Problem statement:
Repeat, exactly and completely, the entries shown underneath.

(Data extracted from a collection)
╔══
PR #156, opened 2015-06-19
Payment and BankAccount support improvements

catskul:
* Add in Payment stub. 
* Add BankAcccount and Payment to class lookup
* Add verification method to BankAccount


kyleconroy:
@catskul thanks! Any chance we can squash these commits into a manageable number? I'd prefer having 1-4 instead of 17. Thanks!

catskul:
I played with it a bit, but had problems with interactive rebase with the merge commits.  My git foo isn't strong enough to squash this correctly

jackdent:
@catskul I'd suggest running `git reset --soft cddb9acca5fd4ecdeacf72b259ff17cdaa2dc69d && git reset .`. This will remove all of your commits, and unstage your changes. If you run `git status` at this point, you'll be able to see the files that have changes. You can then run `git commit -p` to create a new commit, and interactively pick which changes you want to add. Run this command for as many commits as you think you need (I would suggest one commit for the Payment resource, one for the verify method, and one for styling). Run `git status` again to check there are no further changes to commit, and then `git push -f origin HEAD` to push the changes up to your repo.

catskul:
Unfortunately I think that would destroy authorship on Lenny Pratt's commits. I'll see if I can find another way.

jackdent:
Oops, didn't realise there were multiple committers. My bad.

catskul:
32c89da and bbcefef look to be identical and an artifact of what bitbuckets PR system. I've seen this before, and after the merge, the commits that were duplicated disappeared strangely.

In any case I don't think the merge commits can be squashed easily as there were merge conflicts that had to happen in some of the cases. It may be doomed to be a messy merge (though slightly less messy than it seems here)

kyleconroy:
@catskul Thanks again for the PR, but since it no longer merges, I went ahead and added bank account verification. Also the `payment` type has been deprecated, so I didn't add a `Payment` class. Sorry for the run-around here, but you should now be able to verify bank accounts!

PR #158, opened 2015-07-16
Added support for verify bank account endpoint

jackdent:
Covered in https://github.com/stripe/stripe-python/pull/156?

### DIFF
--- a/stripe/resource.py
+++ b/stripe/resource.py
@@ -465,6 +465,12 @@ class BankAccount(UpdateableAPIResource, DeletableAPIResource):
 
         return "%s/%s/%s/%s" % (base, owner_extn, class_base, extn)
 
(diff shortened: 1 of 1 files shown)


kyleconroy:
So this and #156 are different. This `verify` function will make calls to the following endpoints:

```
/v1/accounts/acct_xxx/external_sources/src_xxx/verify
/v1/customers/cust_xxx/sources/src_xxx/verify
```

#156 will only work if the bank account is attached to a customer, and the URL is different.

```python
/v1/customers/cust_xxx/bank_accounts/src_xxx/verify
```

Which one is correct?

jackdent:
We have scheduled an API review session for later today to discuss changes to how bank accounts are handled. I'll update the PRs based on the result of that conversation.

kyleconroy:
:+1:

PR #159, opened 2015-07-16
Add top-level dispute methods.

cupcait:


cupcait:
r? @metcalf cc @kyleconroy 
(note: I don't have a huge amount of experience in python, so feel free to nitpick!)

stripe/test/test_resources.py
```diff
@@ -823,6 +823,66 @@ def test_create_with_source_param(self):
...
+        stripe.Dispute.retrieve('dp_test_id')
+
+        self.requestor_mock.request.assert_called_with(
+            'get',
+            '/v1/disputes/dp_test_id',
+            {},
+            None
+        )
+
+    def test_update_dispute(self):
```
metcalf: Updating with evidence seems like it would be the more common case, might be better to test that instead?

bin/stripe
```diff
@@ -159,6 +159,14 @@ class CustomerClient(CreateableAPIResourceClient, UpdateableAPIResourceClient,
     url = self.instance_url() + '/subscription'
     self.logged_curl('delete', url, params)
 
+class DisputeClient(CreateableAPIResourceClient, ListableAPIResourceClient,
```
metcalf: This file is deprecated so I'd be inclined to just stop adding new things to it unless @kyleconroy has strong feels otherwise.

stripe/resource.py
```diff
@@ -525,6 +525,15 @@ def mark_as_safe(self, idempotency_key=None):
         return self
 
 
+class Dispute(CreateableAPIResource, ListableAPIResource,
+              UpdateableAPIResource):
+    def close(self, idempotency_key=None):
```
metcalf: Other classes in the file have a line break before the first method. Seems like PEP8 doesn't care.

metcalf:
Made a few minor comments but generally looks good to me!

stripe/resource.py
```diff
@@ -17,7 +17,7 @@ def convert_to_stripe_object(resp, api_key, account):
              'fee_refund': ApplicationFeeRefund,
              'bitcoin_receiver': BitcoinReceiver,
              'bitcoin_transaction': BitcoinTransaction,
-             'transfer_reversal': Reversal}
+             'transfer_reversal': Reversal, 'dispute': Dispute}
```
metcalf: You asked me to turn on nit-picky mode... I wish this list and all the classes in this file were sorted in the same order (preferably alphabetical). That's my fault for not doing it in the first place though, not worth polluting this diff.

bin/stripe
kyleconroy: I have strong feels. Strong feels that we should stop updating this file :)

PR #163, opened 2015-07-29
api endpoint for subscription is updated.

goldsoft1206:
While I test multiple subscription for a customer, I found that subscription endpoint is not correct, so I'm updating it.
╚══
Written solution:
PR #156, opened 2015-06-19
Payment and BankAccount support improvements

catskul:
* Add in Payment stub. 
* Add BankAcccount and Payment to class lookup
* Add verification method to BankAccount


kyleconroy:
@catskul thanks! Any chance we can squash these commits into a manageable number? I'd prefer having 1-4 instead of 17. Thanks!

catskul:
I played with it a bit, but had problems with interactive rebase with the merge commits.  My git foo isn't strong enough to squash this correctly

jackdent:
@catskul I'd suggest running `git reset --soft cddb9acca5fd4ecdeacf72b259ff17cdaa2dc69d && git reset .`. This will remove all of your commits, and unstage your changes. If you run `git status` at this point, you'll be able to see the files that have changes. You can then run `git commit -p` to create a new commit, and interactively pick which changes you want to add. Run this command for as many commits as you think you need (I would suggest one commit for the Payment resource, one for the verify method, and one for styling). Run `git status` again to check there are no further changes to commit, and then `git push -f origin HEAD` to push the changes up to your repo.

catskul:
Unfortunately I think that would destroy authorship on Lenny Pratt's commits. I'll see if I can find another way.

jackdent:
Oops, didn't realise there were multiple committers. My bad.

catskul:
32c89da and bbcefef look to be identical and an artifact of what bitbuckets PR system. I've seen this before, and after the merge, the commits that were duplicated disappeared strangely.

In any case I don't think the merge commits can be squashed easily as there were merge conflicts that had to happen in some of the cases. It may be doomed to be a messy merge (though slightly less messy than it seems here)

kyleconroy:
@catskul Thanks again for the PR, but since it no longer merges, I went ahead and added bank account verification. Also the `payment` type has been deprecated, so I didn't add a `Payment` class. Sorry for the run-around here, but you should now be able to verify bank accounts!

PR #158, opened 2015-07-16
Added support for verify bank account endpoint

jackdent:
Covered in https://github.com/stripe/stripe-python/pull/156?

### DIFF
--- a/stripe/resource.py
+++ b/stripe/resource.py
@@ -465,6 +465,12 @@ class BankAccount(UpdateableAPIResource, DeletableAPIResource):
 
         return "%s/%s/%s/%s" % (base, owner_extn, class_base, extn)
 
(diff shortened: 1 of 1 files shown)


kyleconroy:
So this and #156 are different. This `verify` function will make calls to the following endpoints:

```
/v1/accounts/acct_xxx/external_sources/src_xxx/verify
/v1/customers/cust_xxx/sources/src_xxx/verify
```

#156 will only work if the bank account is attached to a customer, and the URL is different.

```python
/v1/customers/cust_xxx/bank_accounts/src_xxx/verify
```

Which one is correct?

jackdent:
We have scheduled an API review session for later today to discuss changes to how bank accounts are handled. I'll update the PRs based on the result of that conversation.

kyleconroy:
:+1:

PR #159, opened 2015-07-16
Add top-level dispute methods.

cupcait:


cupcait:
r? @metcalf cc @kyleconroy 
(note: I don't have a huge amount of experience in python, so feel free to nitpick!)

stripe/test/test_resources.py
```diff
@@ -823,6 +823,66 @@ def test_create_with_source_param(self):
...
+        stripe.Dispute.retrieve('dp_test_id')
+
+        self.requestor_mock.request.assert_called_with(
+            'get',
+            '/v1/disputes/dp_test_id',
+            {},
+            None
+        )
+
+    def test_update_dispute(self):
```
metcalf: Updating with evidence seems like it would be the more common case, might be better to test that instead?

bin/stripe
```diff
@@ -159,6 +159,14 @@ class CustomerClient(CreateableAPIResourceClient, UpdateableAPIResourceClient,
     url = self.instance_url() + '/subscription'
     self.logged_curl('delete', url, params)
 
+class DisputeClient(CreateableAPIResourceClient, ListableAPIResourceClient,
```
metcalf: This file is deprecated so I'd be inclined to just stop adding new things to it unless @kyleconroy has strong feels otherwise.

stripe/resource.py
```diff
@@ -525,6 +525,15 @@ def mark_as_safe(self, idempotency_key=None):
         return self
 
 
+class Dispute(CreateableAPIResource, ListableAPIResource,
+              UpdateableAPIResource):
+    def close(self, idempotency_key=None):
```
metcalf: Other classes in the file have a line break before the first method. Seems like PEP8 doesn't care.

metcalf:
Made a few minor comments but generally looks good to me!

stripe/resource.py
```diff
@@ -17,7 +17,7 @@ def convert_to_stripe_object(resp, api_key, account):
              'fee_refund': ApplicationFeeRefund,
              'bitcoin_receiver': BitcoinReceiver,
              'bitcoin_transaction': BitcoinTransaction,
-             'transfer_reversal': Reversal}
+             'transfer_reversal': Reversal, 'dispute': Dispute}
```
metcalf: You asked me to turn on nit-picky mode... I wish this list and all the classes in this file were sorted in the same order (preferably alphabetical). That's my fault for not doing it in the first place though, not worth polluting this diff.

bin/stripe
kyleconroy: I have strong feels. Strong feels that we should stop updating this file :)

PR #163, opened 2015-07-29
api endpoint for subscription is updated.

goldsoft1206:
While I test multiple subscription for a customer, I found that subscription endpoint is not correct, so I'm updating it.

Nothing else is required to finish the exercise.